** Exercise directions **
Going line by line through the data below, report how many lines include the word "reason", with nothing added.

** Data for processing **

PR #2566, opened 2021-06-02
refactor(lib): Switch from pin-project to pin-project-lite (again)

jplatte:
Second try, turned out to require a bunch more changes in `src/client/conn.rs` and `src/server/conn.rs` due to the `ProtoClient` and `ProtoServer` enums which previously had `cfg`-conditional variants (which aren't supported by pin-project-lite). Now the variants that previously were disabled by `cfg(not(feature = "http1"))` and `cfg(not(feature = "http2"))` are instead made to be uninhabited.

The code would be a decent amount simpler if the non-exhaustive variants could be omitted in `match`es (https://github.com/rust-lang/rust/issues/51085).

### DIFF
--- a/src/client/conn.rs
+++ b/src/client/conn.rs
@@ -48,7 +48,7 @@
 
 use std::error::Error as StdError;
 use std::fmt;
-#[cfg(feature = "http2")]
+#[cfg(not(all(feature = "http1", feature = "http2")))]
 use std::marker::PhantomData;
 use std::sync::Arc;
 #[cfg(all(feature = "runtime", feature = "http2"))]
@@ -57,12 +57,14 @@ use std::time::Duration;
 use bytes::Bytes;
 use futures_util::future::{self, Either, FutureExt as _};
 use httparse::ParserConfig;
-use pin_project::pin_project;
+use pin_project_lite::pin_project;
 use tokio::io::{AsyncRead, AsyncWrite};
 use tower_service::Service;
 
 use super::dispatch;
 use crate::body::HttpBody;
+#[cfg(not(all(feature = "http1", feature = "http2")))]
+use crate::common::Never;
 use crate::common::{
     exec::{BoxSendFuture, Exec},
     task, Future, Pin, Poll,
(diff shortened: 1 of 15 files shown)


src/client/conn.rs
```diff
@@ -74,17 +74,33 @@ use crate::upgrade::Upgraded;
...
-enum ProtoClient<T, B>
-where
-    B: HttpBody,
-{
-    #[cfg(feature = "http1")]
-    H1(#[pin] Http1Dispatcher<T, B, proto::h1::ClientTransaction>),
-    #[cfg(feature = "http2")]
-    H2(#[pin] proto::h2::ClientTask<B>, PhantomData<fn(T)>),
+#[cfg(not(feature = "http1"))]
+type Http1Dispatcher<T, B> = (Never, T, Pin<Box<B>>);
```
seanmonstar, line 81: It seems worth it to put the extra generics inside a `PhantomData`. Even though `Never` is uninhabitable, the other types affect the `mem::size_of` anyways.

src/server/conn.rs
```diff
@@ -111,77 +113,90 @@ enum ConnectionMode {
...
-        PhantomData<E>,
-    ),
-    #[cfg(feature = "http2")]
-    H2(#[pin] proto::h2::Server<Rewind<T>, S, B, E>),
+#[cfg(feature = "http1")]
+type Http1Dispatcher<T, B, S> =
+    proto::h1::Dispatcher<proto::h1::dispatch::Server<S, Body>, B, T, proto::ServerTransaction>;
+
+#[cfg(not(feature = "http1"))]
+type Http1Dispatcher<T, B, S> = (Never, T, Box<Pin<B>>, Box<Pin<S>>);
```
seanmonstar, line 176: Same comment here and a couple lines down about `PhantomData`.

seanmonstar (commented):
Thanks so much, excellent work!

seanmonstar (approved):
<3

seanmonstar:
Note the practical affects of this PR:

- Dependency count with `--features full` dropped from 65 to 55.
- Time to compile after a clean dropped from 48s to 35s (on a pretty underpowered VM).

🎉

jplatte:
I'm actually a bit surprised about the dependency diff. pin-project should "only" pull in pin-project-internal > syn > quote > proc-macro2 > unicode-xid AFAICT.

seanmonstar:
Hm, I think you're right. I just based that number off making a new crate, adding hyper as a dependency (to not get any dev-dependencies), and then recording how it says `Building [    ] 1/55` and then `Building [    ] 1/65`. Probably 1 of those is the empty new lib, but otherwise I'm not sure...

seanmonstar:
Ah, paying more attention, it's because the `build.rs` step of a dependency is counted in there too. And maybe another step related to proc macro libs?

jplatte:
Will there be a patch release with this soon?

seanmonstar:
Yep, just released v0.14.9.

PR #2567, opened 2021-06-02
server: implement set_sleep_on_errors() for generic Accept implementations

vavrusa:
This adds AcceptWithSleep struct which implements Accept trait and adds a functionality to sleep on errors similar to the AddrIncoming for TcpListener. The reason for this is that this feature is missing for UnixSocket listeners,
and other custom listeners implementing Accept, but it's not really specific to TcpListener. I'm not sure if/how you would prefer to have this implemented, so opening this PR to get the ball rolling.

### DIFF
--- a/src/server/accept.rs
+++ b/src/server/accept.rs
@@ -6,10 +6,16 @@
 //!   connections.
 //! - Utilities like `poll_fn` to ease creating a custom `Accept`.
 
+use std::fmt;
+use std::time::Duration;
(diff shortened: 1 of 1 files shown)


seanmonstar:
We've known `Accept` had some design problems for a while, and with #2849, we're removing it from hyper entirely. A utility that makes this pattern easy to apply for any listener could probably be a good addition to `hyper-util`.

PR #4079, opened 2026-05-27
Fix manual_assert lint

xd009642:
As per #4071 fix instances where the manual_assert lint triggered on the code. This was able to be done with a `clippy --fix` with further cleanup to change `!<expr>.is_some()` in the assert to `<expr>.is_none()`.

### DIFF
--- a/Cargo.toml
+++ b/Cargo.toml
@@ -134,7 +134,6 @@ integer_division = "allow"
 integer_division_remainder_used = "allow"
 large_enum_variant = "allow"
 let_unit_value = "allow"
-manual_assert = "allow" # TODO: easy fix
 manual_assert_eq = "allow" # TODO: easy fix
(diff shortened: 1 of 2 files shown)


xd009642:
For some reason the fmt command in the contributing docs changes nothing for me on the same rustfmt version... Applying manually

seanmonstar:
Yea, `cargo fmt` is not able to work because of the use of macros to tame the inclusion of modules conditionally. The job prints out what actually works: `rustfmt --edition 2021 $(git ls-files '*.rs')`.

xd009642:
So the command the job printed out didn't do anything on my system... I did already try it :sweat: 

EDIT: Seemed it worked if I ran it inside the src dir just not in the project root.... No idea why though :melting_face:

seanmonstar (commented):
Thanks!

PR #4080, opened 2026-05-27
Removing wildcard_imports lint allowance

Lori-Shu:
The wildcard_imports used in http1.rs is replaced with explict type imports. This is related to #4071 .


seanmonstar (approved):
Thanks!

PR #4083, opened 2026-05-28
Removing 'undocumented_unsafe_blocks' lint allowance

Lori-Shu:
#4071

### DIFF
--- a/src/common/io/compat.rs
+++ b/src/common/io/compat.rs
@@ -31,9 +31,13 @@ where
     ) -> Poll<Result<(), std::io::Error>> {
         let init = tbuf.initialized().len();
         let filled = tbuf.filled().len();
-        // SAFETY:
-        // this is an unsafe block which calls unsafe functions:
-        // `ReadBuf::inner_mut`, `ReadBuf::set_init`, `ReadBuf::set_filled`.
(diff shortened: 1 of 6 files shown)


src/common/io/compat.rs
```diff
@@ -23,13 +23,17 @@ impl<T> tokio::io::AsyncRead for Compat<T>
...
 {
+    /// `poll_read` fn implementation for `Compat<T>`.
     fn poll_read(
         self: Pin<&mut Self>,
         cx: &mut Context<'_>,
         tbuf: &mut tokio::io::ReadBuf<'_>,
     ) -> Poll<Result<(), std::io::Error>> {
         let init = tbuf.initialized().len();
         let filled = tbuf.filled().len();
+        // SAFETY:
```
dswij: The `SAFETY:` docs usually explain the requirements and justification instead of which unsafe functions/operations are called.

In this case, why the use of `ReadBuf::inner_mut` and `ReadBuf::set_init` is fine and should always be safe.

Lori-Shu: There may be AI illusions, please take a look.

seanmonstar (approved):
Thanks!

PR #4087, opened 2026-05-29
removing `cast_lossless` lint

josetorrs:
removing `cast_lossless` in https://github.com/hyperium/hyper/issues/4071


seanmonstar (approved):
Thanks!

PR #4097, opened 2026-06-09
refactor(client): Typed futures for `SendRequest`

Suficio:
Re-implements `http1::SendRequest` and `http2::SendRequest` methods to return typed futures.

1. Allow building custom state machines around responses without relying on building around `impl Future` signatures.
2. There appears to be meaningful memory savings by removing the `impl Future` signature.
3. `SendFutState` and `TrySendFutState` are `Unpin` as opposed to the derived `async` block.

Here are the memory size comparisons:

```
master
size_of::<send_request -> impl Future>     = 240
size_of::<try_send_request -> impl Future> = 240
```

Replacing `impl Future` with `SendFutState<B>` and `TrySendFutState<B>`:
```
5086145c8a3a5058e9780d4ce5364a95ef7d7a0d
size_of::<SendFut<B>>()    = 224
size_of::<TrySendFut<B>>() = 224
```

Remove `Request<B>` from `SendFutState::Err`:
```
22a1d3e745ebb6d54560da243f38f2b5ed883e5a
size_of::<SendFut>() = 16
```

Box `TrySendFutState::Err` variant:
```
19a084ca82c937dd10c0b97641fedbe897e423e7
size_of::<TrySendFut<B>>() = 16
```

### DIFF
--- a/src/client/conn/http1.rs
+++ b/src/client/conn/http1.rs
@@ -3,7 +3,6 @@
 use std::error::Error as StdError;
 use std::fmt;
 use std::future::Future;
-use std::marker::PhantomData;
 use std::pin::Pin;
 use std::task::{Context, Poll};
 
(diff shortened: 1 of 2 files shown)


seanmonstar:
Cool memory gains! What if we use the manual future, with the `impl Future` return signature?

Keeping that would allow us to refactor someday.

Suficio:
@seanmonstar

> What if we use the manual future, with the `impl Future` return signature?

My main motivation was to be able to use the new types directly in my own state machines so keeping the `impl Future` doesn't get me much further.

It doesn't appear to me that switching the signature from `impl Future` to `SendFut` is a breaking change since the new types are compatible with the old signature unless you plan further changes in the future which would be breaking.

Eitherway, I'm happy to revert to the original signature in this PR based on your direction.

Samielakkad (commented):
Retracted.

PR #4098, opened 2026-06-09
docs(governance): define Advisor role

seanmonstar:
A way for busy experts to still contribute advice when needed.


cratelyn (approved):
this sounds like a great idea!

PR #4109, opened 2026-06-19
fix(http1): evict pooled conn on request-side Connection: close

samlandfried:
hyper's client derives connection reuse from the response alone, so a request carrying Connection: close whose backend response omits it (keeps the socket alive) leaves the connection pooled and reusable.

Disable keep-alive at request-encode time when the outgoing request carries Connection: close so the connection is evicted regardless of the response.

** Result of the exercise **
2